#### EXTRACTED RECORDS

PR #65629, opened 2023-05-14
cloaks are belted layer

anoobindisguise:
#### Summary
Balance "cloaks go on the belted layer"

#### Purpose of change
Cloaks are meant to be thrown rather loosely over your body and should not realistically conflict with your worn armor. Meanwhile, they might actually conflict with exterior pockets since that means they can't lie flat against the body.

#### Describe the solution
BELTED layer for cloaks.

Mess with encumbrance.
Give cloaks the "draped over legs" layer for the legs.

### DIFF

########

→ **WHAT IS REQUIRED**
How many lines in the records above contain the word "over"? Answer with the number only.

→ **ANSWER TO THIS TASK**
2